◆ GIVEN ENTRIES ◆
PR #388, opened 2026-06-21
docs(notebook): mark gap-map stages shipped; stage 6 cut

victorarias:
## Summary

Doc-only: the notebook UI rebuild is complete, but `docs/plans/2026-06-20-notebook-ui-gap.md` still read as pre-plan analysis with only stage 1 marked done. This brings the staged list in line with reality.

- **Stages 2–5, 7** marked ✅ Done with their PR refs.
- **Stage 6 (selection menu + toasts)** marked ❌ **Cut (2026-06-21)** with the rationale: the floating "Send to chief" pill already covers the real need; "new note from selection" conflicts with the chief-curated knowledge base (promotion is a keeper job, not a reader action); the toast stack was deferred in favor of the existing inline "Saved"/status indicator. No code change.
- **Top status line** updated to "Rebuilt — all stages shipped (stage 6 cut)." The gap analysis + "Shipped (current)" snapshot below are kept as the historical pre-rebuild baseline the map was scoped against.

No CHANGELOG entry (internal planning doc, not user-visible).

### DIFF
--- a/docs/plans/2026-06-20-notebook-ui-gap.md
+++ b/docs/plans/2026-06-20-notebook-ui-gap.md
@@ -1,7 +1,9 @@
 # Notebook UI — Prototype vs. Shipped: Gap Map
 
-Status: analysis (pre-plan). Maps every material difference between the **target**
-prototype and the **currently shipped** notebook UI, so a rebuild can be scoped.
+Status: ✅ **Rebuilt — all stages shipped (stage 6 cut).** See the staged list below
+for what landed. The gap analysis and "Shipped (current)" snapshot that follow describe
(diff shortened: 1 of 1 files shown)


figgyster (approved):
This looks safe to merge. It’s doc-only, the status update matches the notebook rebuild arc, and `git diff --check` is clean. GitHub CI correctly skipped the code jobs and only the change filter ran.

One non-blocking nit: the “Tasks runner panel” sentence right after the staged list still reads like future planning (“gets a final home… decide when the rail exists”). Since this PR is making the map historical/current-status accurate, I’d either mark that as historical too or trim it in a follow-up. Not worth holding the merge hostage; it’s a planning doc, not a bomb with a YAML fuse.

◆ DESCRIPTION OF THE TASK ◆
Each line of the records with the word "only" in it is to be copied.

◆ WRITTEN RESPONSE ◆
Doc-only: the notebook UI rebuild is complete, but `docs/plans/2026-06-20-notebook-ui-gap.md` still read as pre-plan analysis with only stage 1 marked done. This brings the staged list in line with reality.
This looks safe to merge. It’s doc-only, the status update matches the notebook rebuild arc, and `git diff --check` is clean. GitHub CI correctly skipped the code jobs and only the change filter ran.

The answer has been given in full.